Collected data entries:
■ ■ ■ ■
PR #69, opened 2022-12-01
added further initializers to Plane

bernhard-42:
This is not a finished PR, since we should discuss the implementation of Compound (keep it, drop it, change it)
Currently it supports sketches with one single face in order to get the correct direction of this single face. We could also use the underlying workplane of the sketch or drop Compounds

What do you think?

When we have agreed, I'll finish the PR and add tests and streamline class Workplanes (the logic moved to Plane inits now)

### DIFF
--- a/src/build123d/build_common.py
+++ b/src/build123d/build_common.py
@@ -627,17 +627,7 @@ class Workplanes(WorkplaneList):
             if isinstance(obj, Plane):
                 self.workplanes.append(obj)
             elif isinstance(obj, (Location, Face)):
-                if isinstance(obj, Face):
-                    face = obj
-                    origin = face.center()
-                else:
-                    face = Face.make_rect(1, 1).move(obj)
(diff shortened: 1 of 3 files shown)


bernhard-42:
Decided to remove Compound from Plane initializers: it is not unique (should i use the workplane location or a singel face location - which could be a different one). If someone wants the workplane location of a compound, `Plane(compound.location)` is the easy solution

bernhard-42:
`Workplanes` is also changed and uses the Plane initializers for `Face` and `Location`

gumyr:
This all looks good to me.  I agree that `Plane(<Compound>)` doesn't need to be supported - BuildSketch is a very special case where the Faces are all on the same plane but that generally isn't true.  Is there anything more that you wanted to do here or is it ready to be merged?

bernhard-42:
Nothing I want to add. Feel free to merge.
Thanks!

PR #85, opened 2022-12-30
Fixes for cheat_sheet

jdegenstein:


gumyr:
Thanks for the fixes.  Note that sphinx requires that the spacing in the table to be perfect so I had to make some minor changes.

jdegenstein:
Ok, I will pay better attention to that in the future, thanks for fixing it

PR #90, opened 2023-01-05
min, max, min_group and max_group for ShapeList

bernhard-42:
As discussed.
Given the minimum footprint of this, I did not create test cases.


gumyr:
As per the discussion on Discord, it seems like having `first` and `last` properties are sufficient - at least for now.  So I'm going to close this PR without merging.  Thank you for the submission and the good discussion.

PR #115, opened 2023-02-03
add subtraction test that currently fails due to OCCT clean issues

jdegenstein:
```
FAIL: test_mode_subtract2 (test_build_part.BuildPartTests)
----------------------------------------------------------------------
  File "\sourcedir\tests\test_build_part.py", line 112, in test_mode_subtract2
    self.assertAlmostEqual(
AssertionError: 1.8846104014209444 != 3.874630939427411 within 0 places (1.9900205380064668 difference)
```
The part volume is supposed to be twice as high, or ~3.872. Note that there are also discrepancies between some of the volumes reported by build123d:
```
In [79]: test.part.volume
Out[79]: 1.8846104014209444

In [80]: test.part.volume*2
Out[80]: 3.7692208028418888

In [81]: test.solids()[1].volume
Out[81]: 1.9362315146088336

In [82]: test.solids()[1].volume*2
Out[82]: 3.872463029217667
```

### DIFF
--- a/tests/test_build_part.py
+++ b/tests/test_build_part.py
@@ -104,6 +104,16 @@ class BuildPartTests(unittest.TestCase):
         self.assertTrue(isinstance(test._obj, Compound))
         self.assertAlmostEqual(test.part.volume, 8000 - (4000 / 3) * pi, 5)
 
+    def test_mode_subtract2(self):
+        """Note that this is known to fail due to OCCT clean issues"""
+        with BuildPart() as test:
+            Sphere(1)
+            Box(0.1, 3, 3, mode=Mode.SUBTRACT)
+        self.assertTrue(isinstance(test._obj, Compound))
+        self.assertAlmostEqual(
+            test.part.volume, 4 / 3 * pi * 1**3 - pi * 1**2 * 0.1, 0
+        )
+
     def test_mode_intersect(self):
         """Note that a negative volume is created"""
         with BuildPart() as test:


gumyr:
May I suggest that this test be changed to be something like that following as the problem isn't clear from the test provided:

```py
sphere = Solid.make_sphere(1)
divider = Solid.make_box(0.1, 3, 3, Plane(origin=(-0.05, -1.5, -1.5)))
positive_half, negative_half = [s.clean() for s in sphere.cut(divider).solids()]
assert positive_half.volume != negative_half.volume
```
The problem appears to be the extra Edge on the sphere messing clean up (I've seen weird behaviour when using a sphere to dish the top of a key cap - if that weird Edge is rotated away the problem disappears). I don't think this problem is actually related to cut/subtract. Checking for not equal will allow the tests to run without errors but alert us to any changes in behaviour. The comment you've provided is essential here - this is a weird negative test.

image

gumyr:
I added the following test to `test_direct_api.py`:
```py
    def test_clean_error(self):
        """Note that this test is here to alert build123d to changes in bad OCCT clean behavior
        with spheres or hemispheres. The extra edge in a sphere seems to be the cause of this.
        """
        sphere = Solid.make_sphere(1)
        divider = Solid.make_box(0.1, 3, 3, Plane(origin=(-0.05, -1.5, -1.5)))
        positive_half, negative_half = [s.clean() for s in sphere.cut(divider).solids()]
        self.assertGreater(abs(positive_half.volume - negative_half.volume), 0, 1)
```
It passes now with the bad behaviour (so the tests run clean) but will fail if this bad behaviour ever changes.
■ ■ ■ ■
* _To do_
Please give an exact copy of every entry.

* _Expected answer_
PR #69, opened 2022-12-01
added further initializers to Plane

bernhard-42:
This is not a finished PR, since we should discuss the implementation of Compound (keep it, drop it, change it)
Currently it supports sketches with one single face in order to get the correct direction of this single face. We could also use the underlying workplane of the sketch or drop Compounds

What do you think?

When we have agreed, I'll finish the PR and add tests and streamline class Workplanes (the logic moved to Plane inits now)

### DIFF
--- a/src/build123d/build_common.py
+++ b/src/build123d/build_common.py
@@ -627,17 +627,7 @@ class Workplanes(WorkplaneList):
             if isinstance(obj, Plane):
                 self.workplanes.append(obj)
             elif isinstance(obj, (Location, Face)):
-                if isinstance(obj, Face):
-                    face = obj
-                    origin = face.center()
-                else:
-                    face = Face.make_rect(1, 1).move(obj)
(diff shortened: 1 of 3 files shown)


bernhard-42:
Decided to remove Compound from Plane initializers: it is not unique (should i use the workplane location or a singel face location - which could be a different one). If someone wants the workplane location of a compound, `Plane(compound.location)` is the easy solution

bernhard-42:
`Workplanes` is also changed and uses the Plane initializers for `Face` and `Location`

gumyr:
This all looks good to me.  I agree that `Plane(<Compound>)` doesn't need to be supported - BuildSketch is a very special case where the Faces are all on the same plane but that generally isn't true.  Is there anything more that you wanted to do here or is it ready to be merged?

bernhard-42:
Nothing I want to add. Feel free to merge.
Thanks!

PR #85, opened 2022-12-30
Fixes for cheat_sheet

jdegenstein:


gumyr:
Thanks for the fixes.  Note that sphinx requires that the spacing in the table to be perfect so I had to make some minor changes.

jdegenstein:
Ok, I will pay better attention to that in the future, thanks for fixing it

PR #90, opened 2023-01-05
min, max, min_group and max_group for ShapeList

bernhard-42:
As discussed.
Given the minimum footprint of this, I did not create test cases.


gumyr:
As per the discussion on Discord, it seems like having `first` and `last` properties are sufficient - at least for now.  So I'm going to close this PR without merging.  Thank you for the submission and the good discussion.

PR #115, opened 2023-02-03
add subtraction test that currently fails due to OCCT clean issues

jdegenstein:
```
FAIL: test_mode_subtract2 (test_build_part.BuildPartTests)
----------------------------------------------------------------------
  File "\sourcedir\tests\test_build_part.py", line 112, in test_mode_subtract2
    self.assertAlmostEqual(
AssertionError: 1.8846104014209444 != 3.874630939427411 within 0 places (1.9900205380064668 difference)
```
The part volume is supposed to be twice as high, or ~3.872. Note that there are also discrepancies between some of the volumes reported by build123d:
```
In [79]: test.part.volume
Out[79]: 1.8846104014209444

In [80]: test.part.volume*2
Out[80]: 3.7692208028418888

In [81]: test.solids()[1].volume
Out[81]: 1.9362315146088336

In [82]: test.solids()[1].volume*2
Out[82]: 3.872463029217667
```

### DIFF
--- a/tests/test_build_part.py
+++ b/tests/test_build_part.py
@@ -104,6 +104,16 @@ class BuildPartTests(unittest.TestCase):
         self.assertTrue(isinstance(test._obj, Compound))
         self.assertAlmostEqual(test.part.volume, 8000 - (4000 / 3) * pi, 5)
 
+    def test_mode_subtract2(self):
+        """Note that this is known to fail due to OCCT clean issues"""
+        with BuildPart() as test:
+            Sphere(1)
+            Box(0.1, 3, 3, mode=Mode.SUBTRACT)
+        self.assertTrue(isinstance(test._obj, Compound))
+        self.assertAlmostEqual(
+            test.part.volume, 4 / 3 * pi * 1**3 - pi * 1**2 * 0.1, 0
+        )
+
     def test_mode_intersect(self):
         """Note that a negative volume is created"""
         with BuildPart() as test:


gumyr:
May I suggest that this test be changed to be something like that following as the problem isn't clear from the test provided:

```py
sphere = Solid.make_sphere(1)
divider = Solid.make_box(0.1, 3, 3, Plane(origin=(-0.05, -1.5, -1.5)))
positive_half, negative_half = [s.clean() for s in sphere.cut(divider).solids()]
assert positive_half.volume != negative_half.volume
```
The problem appears to be the extra Edge on the sphere messing clean up (I've seen weird behaviour when using a sphere to dish the top of a key cap - if that weird Edge is rotated away the problem disappears). I don't think this problem is actually related to cut/subtract. Checking for not equal will allow the tests to run without errors but alert us to any changes in behaviour. The comment you've provided is essential here - this is a weird negative test.

image

gumyr:
I added the following test to `test_direct_api.py`:
```py
    def test_clean_error(self):
        """Note that this test is here to alert build123d to changes in bad OCCT clean behavior
        with spheres or hemispheres. The extra edge in a sphere seems to be the cause of this.
        """
        sphere = Solid.make_sphere(1)
        divider = Solid.make_box(0.1, 3, 3, Plane(origin=(-0.05, -1.5, -1.5)))
        positive_half, negative_half = [s.clean() for s in sphere.cut(divider).solids()]
        self.assertGreater(abs(positive_half.volume - negative_half.volume), 0, 1)
```
It passes now with the bad behaviour (so the tests run clean) but will fail if this bad behaviour ever changes.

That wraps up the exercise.